Non-Hodgkin's lymphoma as a secondary tumor has recently gained attention following decades of neglect during the diagnosis and treatment of primary tumors (6). Krikorian et al (7) were the first to report the increase risk of secondary NHL (sNHL) in patients successfully treated for a primary tumor. Krishnan and Morgan (8) reported that the lowest occurrence rates of sNHL was 0.07%, which was obtained from multinational population-based registries data in 1987, and the highest occurrence rate was 3%, which was obtained from the Norwegian Cancer Registry Database in 2002. Usually, sNHL develops after the first 5 years of initial therapy of primary cancer. The majority of sNHL cases develop after ~5 years of initial therapy for primary cancers. sNHLs lead to increased morbidity and mortality in these patients 8). Primary penile carcinoma has rarely been reported to lead to the development of B-cell lymphoma (9). To the best of our knowledge, the present study is the first to report a case of secondary B-cell lymphoma, diagnosed by FNAC and flow cytometry (FCM), following the treatment of penile carcinoma. Informed consent for the publication of this data was obtained from the patient.

Case report

The patient, a 62-year-old man, had suffered from frequent urination, repeated chest tightness, and weakness for 5 years. The situation worsened 1 month prior to his admission to the People's Hospital of Zhejiang Province (Hangzhou, China) in May 2014. The patient was diagnosed with hyperplasia of the prostate gland and cardiomyopathy.

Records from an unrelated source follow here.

PR #154, opened 2023-11-30
feat: add client ip in gin

rfyiamcool:
### summary

1. add remoteip and clientip to span.tags in gin.
2. ut.

### DIFF
--- a/plugins/core/tracing/span.go
+++ b/plugins/core/tracing/span.go
@@ -50,6 +50,8 @@ type Tag string
 
 const (
 	TagURL             = "url"
+	TagRemoteAddr      = "remote_addr"
+	TagClientIP        = "client_ip"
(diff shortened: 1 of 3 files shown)


wu-sheng:
IPs are not typically tavs for SkyWalking. What do you want witb this?
Remote IP is peer already. Client IP belongs to instance properties. You should not report these repeatedly.

rfyiamcool:
> IPs are not typically tavs for SkyWalking. What do you want witb this? Remote IP is peer already. Client IP belongs to instance properties. You should not report these repeatedly.

skywalking records the ip address of each instance, but he does not record the 'x-forwarded-for' address ?

wu-sheng:
Tracing is not to collect all, but only necessary.
So, if you want to add more, feel free to use toolkit.

PR #156, opened 2023-12-18
Changing intercept point for gin, make sure interfaces could be group…

dylanforest:
Changing intercept point for gin, make sure interfaces could be grouped when params defined in relativePath.

### DIFF
--- a/CHANGES.md
+++ b/CHANGES.md
@@ -9,6 +9,7 @@ Release Notes.
 #### Plugins
 * Support setting a discard type of reporter.
 * Add `redis.max_args_bytes` parameter for redis plugin.
+* Changing intercept point for gin, make sure interfaces could be grouped when params defined in relativePath.
 
 #### Documentation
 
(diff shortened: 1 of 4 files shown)


dylanforest:
Is this CI failure  a problem? I think it's not code's fault.

mrproliu (approved):

wu-sheng:
> Is this CI failure a problem? I think it's not code's fault.

I rerun the CIs.

dylanforest:
> > Is this CI failure a problem? I think it's not code's fault.
> 
> I rerun the CIs.
Looks like it fails again

mrproliu:
It looks like GitHub Action caused the failure, we can only run a few more times to try. :(

dylanforest:
Sad...

wu-sheng:
@mrproliu Is there some env changed?

dylanforest:
Same problems everytime, maybe some settings wrong？

dylanforest:
Any news?

wu-sheng:
> Any news?

We had fixed this, and now this is able to merge.

PR #44, opened 2020-05-30
Db schema

Nasser-Eddin-Nasser:


Backend/README.md
```diff
@@ -86,3 +86,39 @@ Log in using:
...
+    "public_Sector": boolean
+  },
+  "positions": {
+    "consultant_Business_Consultant": boolean,
+    "iT_Consultant_Informationsmanagement": boolean,
+    "iT_Consultant_Java_JEE": boolean,
+    "iT_Consultant_Data_Science": boolean,
+    "iT_Consultant_Artificial_Intelligence": boolean,
+    "internship_Working_Student": boolean,
+    "consultant_SAP": boolean
```
MBuchalik, line 111: So for every possible Position, you need to send a boolean to the server? Wouldn't it be better if you could simply send a string array to the server? Imagine we have 100 possible positions - then you also need to provide 100 values, even if the user only wants to work in 1 position... The same goes for the columns - you need n columns for n possible values. :/ Having a separate table (and using SQL Joins) could probably make things much easier :) What do you think?

Backend/build.gradle
```diff
@@ -1,34 +1,36 @@
...
 }
 
 dependencies {
-	implementation 'org.springframework.boot:spring-boot-starter-web'
-	implementation 'org.springframework.boot:spring-boot-starter-data-jpa'
-	runtimeOnly 'org.postgresql:postgresql'
-	testImplementation('org.springframework.boot:spring-boot-starter-test') {
-		exclude group: 'org.junit.vintage', module: 'junit-vintage-engine'
-	}
+    compile 'com.google.googlejavaformat:google-java-format:1.6'
```
MBuchalik, line 16: Please remember to upate the Bill of Materials once the PR has been accepted :)

Backend/README.md
Nasser-Eddin-Nasser: It depends on the data type, at the moment its a fixed data, so having it as boolean is the best solution for the DB.

Nasser-Eddin-Nasser: I will provide also a DB schema as a table so it will make it better to understand :)

Nasser-Eddin-Nasser: DB-Schema

Bharathravi1995: > So for every possible Position, you need to send a boolean to the server? Wouldn't it be better if you could simply send a string array to the server? Imagine we have 100 possible positions - then you also need to provide 100 values, even if the user only wants to work in 1 position... The same goes for the columns - you need n columns for n possible values. :/ Having a separate table (and using SQL Joins) could probably make things much easier :) What do you think?

@Nasser-Eddin-Nasser Even I feel it is better to have array of strings rather than a field for everything. The problem here is whenever a new field is added , backend API won't be backward compatible. You may need hack to support it backward compatible which may slow down the development. Also in backend will there gonna be any specific business logic related to these fields? I don't think at this moment u need to have specific handling for Automotive field or AI or DataScience in the backend.

Nasser-Eddin-Nasser: Hey, I also agree on it but, Anshaj means the Positions and Industry are fixed values (will not be changed), that's why I did it this way so that in our  DB we will store each position/Industry as a column with boolean values (less store capacity needed, and more efficient while having DB operations). 
In case we will store it as a string array values inside the DB we will have to insert more values in our DB table in one column (that's bad).

Another way to do is to map all the DB data to Objects in our BE Server and then make the whole operations we want and then update the data (more efficient while having DB operations because it will be made in Server and more capacity needed in the Server).

The problem is we still don't know how/who well change these values (Usually it should be updated/added in the BE and then by init new client/ client refresh, the values will be sent to the client (FE)  where it will be rendered there )! 

Sure we still can change it, it's not our last sprint :)

Nasser-Eddin-Nasser: @Bharathravi1995  @MBuchalik  Sure, thank you both for reviewing the Pull req.  :)

Nasser-Eddin-Nasser: DB-Schema-2

Nasser-Eddin-Nasser: After having a meeting with @dalex135  and @vishwasanavatti  we decided to make DB schema "smarter", with a mapping function. the mapping will be done in the BE Server.  
please let me know if you have any questions or suggestions @MBuchalik  @Bharathravi1995

MBuchalik: In the "Industry" (and "Position") field of the first row, you wrote "1,2". Does that mean that you will store more than one value per field? What about normalizing it by creating a separate table (as suggested in my first comment)? Would this have some downsides? You wouldn't really need the mapping table then as well, since you could simply store arbitrary strings here.

I mean somthing like this:

Main table:
| ID | Phone Number | Email       |
|----|--------------|-------------|
| 1  | 12345678     | example@example.com |
| 2  | 987654321    | example@example.com |

"Positions" table:
| ID | Applicant ID (foreign key) | Position             |
|----|----------------------------|----------------------|
| 1  | 1                          | Some Position        |
| 2  | 1                          | Another Position     |
| 3  | 1                          | Yet another Position |
| 4  | 2                          | Some Position        |

What would be the downside of this?

Nasser-Eddin-Nasser: In case of having several values per field is the worst thing to do, but because some developers pointed out that Position & industry are not fixed (not in the requirement), so we discussed it together, and we decided to change our schema and to add a mapping layer.  
 In your example, the same position value will be stored several times on different users, in case we only have a few users (around 100) it will be fine otherwise we will have too big DB.
 What's the problem with the mapping structure?

MBuchalik: The mapping structure itself is ok. I am just concerned about the fact that you want to store multiple values in a single field. Or am I interpreting your diagram in the wrong way? (I don't know how Postgres works in detail. Maybe, this is just how you usually do it. I can only speak for other SQL databases and here, you always try to normalize your database. Maybe not to the highest normal form, but at least try not to violate 1NF.)

Btw, my example could also be updated to take your examples into account:

| ID | Applicant ID (foreign key) | Position (references the mapping table) |
|----|----------------------------|-----------------------------------------|
| 1  | 1                          | 1                                       |
| 2  | 1                          | 3                                       |
| 3  | 1                          | 9                                       |
| 4  | 2                          | 3                                       |


Anyways - I see that this Sprint is nearly over, so we should maybe just merge it and change it later...

dalex135 (commented):
Checked the changed files and the DB schema. We should have a discussion on DB schema with all the developers. I think we can merge this.

Backend/README.md
Nasser-Eddin-Nasser: This table looks very good, and we can map it directly in the DB, I'm gonna implement it in the next sprint  :)

vishwasanavatti (approved):
checked locally, works fine.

A physical examination of the patient revealed a long foreskin and a thick and swollen cauliflower-like mass (diameter, 3 cm) on the head of the penis. The right inguinal lymph nodes were swollen but painless. A preoperative biopsy of the lymph nodes indicated squamous cell carcinoma. The patient underwent a penis and scrotal skin excision, and the postoperative pathological diagnosis revealed a moderately differentiated squamous cell carcinoma (Fig. 1).

Figure 1. Histopathological analysis of the penile tumor that was removed during surgery. The penis tissue was composed of nests of heterogenous tumor cells with interstitial infiltration, and the tumor was determined to be moderately differentiated squamous cell carcinoma. The invasion depth was ~7 mm (hematoxylin and eosin staining; original magnification, x100).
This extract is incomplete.